Once it has been established that the FPGA supports the correct functionality to connect to DDR SDRAM, it is necessary to prove that the memory controller and all external signals pass the timing analysis. While today's high-performance FPGAs can support 200 MHz system speeds and the approaching 1 Gbits/s synchronous I/O speeds, to make sure your DDR memory controller meets the specification still requires appropriate placement within the FPGA logic and I/O banks, as well as careful PCB layout and timing analysis.
There are four categories of timing analysis to work through. These are write data timing, address and command timing, read capture using DQS, and the resynchronization of captured read data to the system clock domain. By using a known working reference design based around an IP core, and by following the accompanying documentation, this need to meet the timing requirements is made straightforward.
In addition to the high-speed data path, the DDR SDRAM state machine must be implemented correctly, and care must be taken with regard to the proper initialization and refresh of the DRAM cells. Since DDR SDRAM is defined by a JEDEC standard, the memory controller must also be compliant with the JEDEC standard. This means further testing, especially if you would like the flexibility of specifying different DDR SDRAM configurations and sources.
Focusing on the functionality of your product will often be most rewarding commercially. The fact you are using DDR SDRAM in your application won't necessarily help differentiate your product from that of your competitor, unless memory bandwidth is a limiting factor. Indeed many designers may choose DDR SDRAM purely for commercial reasons, and don't particularly want to be concerned by the details of how it works.
When using an ASSP with DDR SDRAM support, once the memory has been initialized correctly, the application can simply treat the DDR SDRAM as a block of memory in the memory map.

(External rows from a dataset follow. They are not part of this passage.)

PR #1100, opened 2021-05-26
Replace HashingStrategies.longHashCode with java 8 Long.hashCode

yawkat:
The helper method is not necessary anymore now that EC is java 8+ only.


donraab (approved):
LGTM. Thanks for the contribution @yawkat !

PR #1103, opened 2021-06-02
Add converters from Pair and Triple to List types.

donraab:


mohrezaei:
Philosophical question: shouldn't `Twin` and `Triplet` implement unmodifiable list? That would largely obviate this change.

donraab:
It's a great question @mohrezaei, and `Twin` and `Triplet` certainly could implement `List` or `ImmutableList`. Unfortunately that would be a heavier lift than the static converter methods, and wouldn't work with `Pair` or `Triple`, which is what I was looking for in this particular case. I had some code that used `zip` which returns a `Pair`, and I needed to convert it to a `List`. The types happen to be the same, but unfortunately there isn't a `zip` that returns `Twin`. Not sure that would be worth adding.

prathasirisha (approved):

This will also be the case in an SOC or SOPC application with a well-designed DDR SDRAM controller, except the chip designers must also consider how to connect the memory controller internally to buses. The most straightforward way of doing this is by using a SRAM-type interface (address, data, and strobes) with arbitration signals. The Altera DDR SDRAM controller IP provides this, and solves all of the problems that have been discussed previously by providing an off-the-shelf, fully tested solution.
Each designer of a system including DDR SDRAM may have slightly differing requirements. One designer may wish to use a single low-cost 16-bit-wide discrete DDR SDRAM device, while another may favor a full 64-bit DIMM interface to support off-the-shelf DIMM modules and future upgrades. Depending on the memory device(s) selected, it may be necessary to support multiple chip selects and varying numbers of address lines. Other variables include CAS latency and refresh periods, hence any memory controller IP used must be fully parametrizable. The Altera DDR SDRAM IP is shipped as a graphically parametizable software that generates the VHDL source and reference design for inclusion into your project.
Figure 2 - Screen Shot of DDR SDRAM Controller IP Parameterization Using a Megawizzard
The logic use for a 32-bit DDR SDRAM interface for Cyclone is around 1000 Logic Elements (LEs), and is 800 LEs for Stratix. Using Stratix, even a full 64-bit interface consumes only 1000 LEs, so the overall system cost is kept extremely low.
The use of DDR SDRAM controller IP in conjunction with FPGAs designed with DDR SDRAM support features enables the designer to concentrate on the rest of the system. This not only saves time, but maximizes the chance of getting the system right the first time.
A free Open-Core version of the DDR SDRAM controller can be downloaded from www.altera.com. It allows you to perform a functional simulation of the IP, as well as place-and-route and static timing analysis.